Exercise brief>
In the records below, count the lines that have "allocating" and answer with the number alone.

Supplied material>
- Opening Delimiter -
PR #9997, opened 2022-01-07
Fixes ModelExperimental modelMatrix update bug

sanjeetsuhag:
This PR fixes a bug introduced in https://github.com/CesiumGS/cesium/pull/9989 that did not allow in-place modification of a `ModelExperimental`'s `modelMatrix`. The associated test for this functionality has also been modified to test for changing of the model matrices by applying a transformation in-place.

[...]

PR #10078, opened 2022-02-04
Make `ModelExperimental`'s bounding sphere update with model matrix

### LINKED ISSUE #10074: ModelExperimental bounding sphere not updated when model matrix changes
`ModelExperimental`'s bounding sphere is not getting updated when the model matrix changes.

[Sandcastle repro](https://sandcastle.cesium.com/#c=jVVdb9s2FP0rhJ/kwaElW7Edzw3WpG3aYsGC2uiATnugpWuLCEUaJOUkG/Lfd0VKshI7WA1DEsnD+3XOJVMljSV7Dg+gyTsi4YFcg+FlQb+7uSDppW58raRlXIJOev1fE5lIv4emQqX3NC21BmlXvAC0Ulv4WgrO5AdmgW60Kr4YNZuEUZBIQpLeKBxFZ1F0Fl6sRuF8NJ2PpzSMJuEkjqfn43g2mcUX4+mPpJdI7284JLcqA2ESmbqgCzdCd39VFv+tHoRYeLRzNO9DIFdMCKVk0hv4ZdwIAlKEbEqZWq4kCfrNXkL8onMTNHNVsJQO8b9kxU4A5sOG3vfQe6mdvBzRrVi3bqtfdN58V/lU72e3Wj3/dhn6tPLdKyI+A8u43N5xm+bflPCR1Wu3zObUqm+IYNIE0SzsO6Ohf/raebsb/gjZJ80KWGnEbpQuDlS1U4Yin0x4nPrU7rkBpJ5ZpWv6pNI2r/NLeg9g7IEpATU5btQWulvcUosByYFvc1uX3we5U4Y7cBvZNdMWv5gcOxF9gK0GMDU7Z9FoTMNpHE+ii7rUcUzD83A8DSf1hPdSffvoSK12alLMie40L9DlHgzVUKg9vMcKe4ZcDhjJW3iWZXUcDRvVho+PO0AMdgMTLuQbYTdBK7Etjuakyr+ZyWBdbpe5erhSpayY/q5EWcCcWF1Ci3LBIN2aP85PsJa/EkmXu46Um/p2dIl664xqyx+F4DujeEb/vFnO4g7ghIxaXdew53632i5wrC3Lnu6wGtwAtTnI4NCADtF2YXOuoAfNUI3q/r1tMziK/60+YXLbzft0u8Tn/cH/Yc6iFyCfzbpmarnLQQPViC0N+YUcWtx/eB09V6/nqhpLJrOUGSugEs9KKbFm+hZk6WtgfM1Ooq5Ka5XE4/gWNYqN1x5gwYsGshUpgr3sIS+b2KlxdQAEneId2iyIwgGp/n0ffWVXYShCbYOO9U6L0I42j50WpbB8J56CI+ygG+3g2JYr28+U5E5zaUlDCjGOlVYrbxWrSeokpdjrFnQbQW/QWxj7JOCyYfg3XuzwDKw6OcC7wQLeDXjTmeG6TO/B0tSY5pxfDLtbFxnfE569O3GxklQwY3BlUwqx5P8gz5eLIeKPtgrltP7HHrRgTxUsjy5/95OU0sUQh6d3Wl+7V5b/Aw)

* Click "Print bounding sphere position"
* Click "Move"
* Click "Print bounding sphere position" again

The console prints identical positions.

This only affects the main bounding sphere; the draw commands' bounding spheres seem to be updated properly.

Second problem is that `buildDrawCommands` continually pushes new bounding spheres to `this._boundingSpheres` instead of resetting the array, which will cause the final bounding sphere to be incorrect. I don't think the member variable is necessary anymore. The `boundingSpheres` array can be local to the function.

j9liu:
Fixes #10074.

This PR fixes a bug where `ModelExperimental`'s bounding sphere wouldn't be affected by changes in the model matrix. I added a unit test for it and observed that it worked in @lilleyse's [sandcastle](http://localhost:8080/Apps/Sandcastle/index.html#c=jVVdb9s2FP0rhJ/kwaElW7Edzw3WpG3aYsGC2uiATnugpWuLCEUaJOUkG/Lfd0VKshI7WA1DEsnD+3XOJVMljSV7Dg+gyTsi4YFcg+FlQb+7uSDppW58raRlXIJOev1fE5lIv4emQqX3NC21BmlXvAC0Ulv4WgrO5AdmgW60Kr4YNZuEUZBIQpLeKBxFZ1F0Fl6sRuF8NJ2PpzSMJuEkjqfn43g2mcUX4+mPpJdI7284JLcqA2ESmbqgCzdCd39VFv+tHoRYeLRzNO9DIFdMCKVk0hv4ZdwIAlKEbEqZWq4kCfrNXkL8onMTNHNVsJQO8b9kxU4A5sOG3vfQe6mdvBzRrVi3bqtfdN58V/lU72e3Wj3/dhn6tPLdKyI+A8u43N5xm+bflPCR1Wu3zObUqm+IYNIE0SzsO6Ohf/raebsb/gjZJ80KWGnEbpQuDlS1U4Yin0x4nPrU7rkBpJ5ZpWv6pNI2r/NLeg9g7IEpATU5btQWulvcUosByYFvc1uX3we5U4Y7cBvZNdMWv5gcOxF9gK0GMDU7Z9FoTMNpHE+ii7rUcUzD83A8DSf1hPdSffvoSK12alLMie40L9DlHgzVUKg9vMcKe4ZcDhjJW3iWZXUcDRvVho+PO0AMdgMTLuQbYTdBK7Etjuakyr+ZyWBdbpe5erhSpayY/q5EWcCcWF1Ci3LBIN2aP85PsJa/EkmXu46Um/p2dIl664xqyx+F4DujeEb/vFnO4g7ghIxaXdew53632i5wrC3Lnu6wGtwAtTnI4NCADtF2YXOuoAfNUI3q/r1tMziK/60+YXLbzft0u8Tn/cH/Yc6iFyCfzbpmarnLQQPViC0N+YUcWtx/eB09V6/nqhpLJrOUGSugEs9KKbFm+hZk6WtgfM1Ooq5Ka5XE4/gWNYqN1x5gwYsGshUpgr3sIS+b2KlxdQAEneId2iyIwgGp/n0ffWVXYShCbYOO9U6L0I42j50WpbB8J56CI+ygG+3g2JYr28+U5E5zaUlDCjGOlVYrbxWrSeokpdjrFnQbQW/QWxj7JOCyYfg3XuzwDKw6OcC7wQLeDXjTmeG6TO/B0tSY5pxfDLtbFxnfE569O3GxklQwY3BlUwqx5P8gz5eLIeKPtgrltP7HHrRgTxUsjy5/95OU0sUQh6d3Wl+7V5b/Aw).

### DIFF
--- a/Source/Scene/ModelExperimental/ModelExperimental.js
+++ b/Source/Scene/ModelExperimental/ModelExperimental.js
@@ -134,6 +134,7 @@ export default function ModelExperimental(options) {
 
   // Keeps track of resources that need to be destroyed when the Model is destroyed.
   this._resources = [];
+  this._boundingSphere = undefined;
 
   const pointCloudShading = new PointCloudShading(options.pointCloudShading);
   this._attenuation = pointCloudShading.attenuation;
@@ -533,10 +534,7 @@ Object.defineProperties(ModelExperimental.prototype, {
       }
       //>>includeEnd('debug');
 
-      return BoundingSphere.transform(
-        this._sceneGraph.boundingSphere,
-        this.modelMatrix
-      );
+      return this._boundingSphere;
     },
   },
 
@@ -745,6 +743,12 @@ ModelExperimental.prototype.update = function (frameState) {
 
   if (!Matrix4.equals(this.modelMatrix, this._modelMatrix)) {
     this._sceneGraph.updateModelMatrix(this);
+    this._modelMatrix = Matrix4.clone(this.modelMatrix);
+    BoundingSphere.transform(
+      this._sceneGraph.boundingSphere,
+      this.modelMatrix,
+      this._boundingSphere
+    );
   }
 
   if (this._backFaceCullingDirty) {
--- a/Source/Scene/ModelExperimental/ModelExperimental.js
+++ b/Source/Scene/ModelExperimental/ModelExperimental.js
@@ -134,7 +134,7 @@ export default function ModelExperimental(options) {
 
   // Keeps track of resources that need to be destroyed when the Model is destroyed.
   this._resources = [];
-  this._boundingSphere = undefined;
+  this._boundingSphere = new BoundingSphere();
 
   const pointCloudShading = new PointCloudShading(options.pointCloudShading);
   this._attenuation = pointCloudShading.attenuation;
@@ -741,6 +741,8 @@ ModelExperimental.prototype.update = function (frameState) {
     this._debugShowBoundingVolumeDirty = false;
   }
 
+  // This is done without a dirty flag so that the model matrix can be update in-place
+  // without needing to use a setter.
   if (!Matrix4.equals(this.modelMatrix, this._modelMatrix)) {
     this._sceneGraph.updateModelMatrix(this);
     this._modelMatrix = Matrix4.clone(this.modelMatrix);
--- a/Source/Scene/ModelExperimental/ModelExperimental.js
+++ b/Source/Scene/ModelExperimental/ModelExperimental.js
@@ -1,3 +1,4 @@
+import BoundingSphere from "../../Core/BoundingSphere.js";
 import Check from "../../Core/Check.js";
 import ColorBlendMode from "../ColorBlendMode.js";
 import defined from "../../Core/defined.js";
@@ -133,8 +134,6 @@ export default function ModelExperimental(options) {
 
   // Keeps track of resources that need to be destroyed when the Model is destroyed.
   this._resources = [];
-
-  this._boundingSphere = undefined;
 
   const pointCloudShading = new PointCloudShading(options.pointCloudShading);
   this._attenuation = pointCloudShading.attenuation;
@@ -534,7 +533,10 @@ Object.defineProperties(ModelExperimental.prototype, {
       }
       //>>includeEnd('debug');
 
-      return this._sceneGraph.boundingSphere;
+      return BoundingSphere.transform(
+        this._sceneGraph.boundingSphere,
+        this.modelMatrix
+      );
     },
   },
 
--- a/Source/Scene/ModelExperimental/ModelExperimentalSceneGraph.js
+++ b/Source/Scene/ModelExperimental/ModelExperimentalSceneGraph.js
@@ -105,16 +105,6 @@ export default function ModelExperimentalSceneGraph(options) {
   this._drawCommands = [];
 
   /**
-   * The array of bounding spheres of all the primitives in the scene graph.
-   *
-   * @type {BoundingSphere[]}
-   * @readonly
-   *
-   * @private
-   */
-  this._boundingSpheres = [];
-
-  /**
    * Pipeline stages to apply to this model. This
    * is an array of classes, each with a static method called
    * <code>process()</code>
@@ -293,6 +283,7 @@ ModelExperimentalSceneGraph.prototype.buildDrawCommands = function (
     modelPipelineStage.process(modelRenderResources, model, frameState);
   }
 
+  const boundingSpheres = [];
   for (i = 0; i < this._runtimeNodes.length; i++) {
     const runtimeNode = this._runtimeNodes[i];
     runtimeNode.configurePipeline();
@@ -337,7 +328,8 @@ ModelExperimentalSceneGraph.prototype.buildDrawCommands = function (
       runtimePrimitive.boundingSphere = BoundingSphere.clone(
         primitiveRenderResources.boundingSphere
       );
-      this._boundingSpheres.push(primitiveRenderResources.boundingSphere);
+
+      boundingSpheres.push(primitiveRenderResources.boundingSphere);
 
       const drawCommands = buildDrawCommands(
         primitiveRenderResources,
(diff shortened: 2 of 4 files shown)


Source/Scene/ModelExperimental/ModelExperimental.js
```diff
@@ -534,7 +533,10 @@ Object.defineProperties(ModelExperimental.prototype, {
       }
       //>>includeEnd('debug');
 
-      return this._sceneGraph.boundingSphere;
+      return BoundingSphere.transform(
```
ptrgags, line 536: Hm, I don't think this is the right place to apply the `transform()`, as this is allocating every time you call the `model.boundingSphere` getter. 

It would probably be better to have `model._boundingSphere` that represents the final bounding sphere, and whenever the model matrix is updated, that bounding sphere should be updated in place (using the `result` parameter).

ptrgags (commented):
@j9liu this PR does work as advertised. Though the bounding volume update code is spread out in several places, so we might want to review it holistically to see what if anything needs to be updated/simplified The model matrix and bounding sphere get updated in a few places:

* in `buildDrawCommands.js` I see that a bounding volume is computed from the render resources' copy, in-place. Does that make sense to do still? Note that sometimes `buildDrawCommands()` gets called a second time if draw commands need to be re-built (such as making a big change like swapping out a custom shader or style). Though since the whole pipeline gets re-run, this might be okay.
* I see that the bounding sphere gets updated in `ModelMatrixUpdateStage` -- we might need something similar for the final model bounding volume (like in the review comment below)

We can discuss this more on a call if needed since this is a little more nuanced than it first appears.

Source/Scene/ModelExperimental/ModelExperimental.js
j9liu: Yeah that makes sense, I think I was trying to incorporate Sean's observation that `model._boundingSphere` wasn't being used and could be deleted. But it makes more sense to actually use that to hold the final bounding sphere, and whenever model matrix is updated, to update that in turn.

j9liu:
@ptrgags - just wanted to clarify your `buildDrawCommands.js` comment. I see that the `boundingSphere` is transformed by the model matrix in place. Is the concern that if `buildDrawCommands` needs to get run again, the `boundingSphere` will get transformed by the model matrix twice?

ptrgags:
@j9liu yes, that's what I meant, though now that I think about it, even when `rebuildDrawCommands()` gets run, the entire pipeline gets run, so the bounding sphere I believe would be created from scratch so I think it's okay.

j9liu:
@ptrgags - got it. Is there anything else I should look at to wrap-up this PR?

Source/Scene/ModelExperimental/ModelExperimental.js
```diff
@@ -743,6 +743,12 @@ ModelExperimental.prototype.update = function (frameState) {
 
   if (!Matrix4.equals(this.modelMatrix, this._modelMatrix)) {
     this._sceneGraph.updateModelMatrix(this);
+    this._modelMatrix = Matrix4.clone(this.modelMatrix);
```
ptrgags, line 746: wait a sec... not sure why we had both `this.modelMatrix` and `this._modelMatrix`... is the underscore one used for anything except for checking if the matrix is dirty? I think this should be turned into a proper getter/setter and just use a dirty flag for consistency.

Source/Scene/ModelExperimental/ModelExperimentalSceneGraph.js
```diff
@@ -347,8 +339,11 @@ ModelExperimentalSceneGraph.prototype.buildDrawCommands = function (
       runtimePrimitive.drawCommands = drawCommands;
     }
   }
-  this._boundingSphere = BoundingSphere.fromBoundingSpheres(
-    this._boundingSpheres
+
+  this._boundingSphere = BoundingSphere.fromBoundingSpheres(boundingSpheres);
+  this._model._boundingSphere = BoundingSphere.transform(
+    this._boundingSphere,
+    this._model.modelMatrix
```
ptrgags, line 346: here you can pass in `this._model._boundingSphere` as the third parameter so it gets updated in place if it was already created instead of allocating a new one.

ptrgags (commented):
@j9liu closer, though I noticed that the original code's `_modelMatrix` vs `modelMatrix` is a bit confusing, must have been missed in a past review. I left some notes of how to neaten that up.

Source/Scene/ModelExperimental/ModelExperimental.js
lilleyse: The current design is intentional so that the model matrix can be updated in place without needing to use the setter. See https://github.com/CesiumGS/cesium/pull/9997.

lilleyse: Maybe a comment is needed since it's the only property that deviates from the dirty flag approach

ptrgags:
@j9liu looks good now, I'll merge once CI passes!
- Closing Delimiter -
Answer box>
2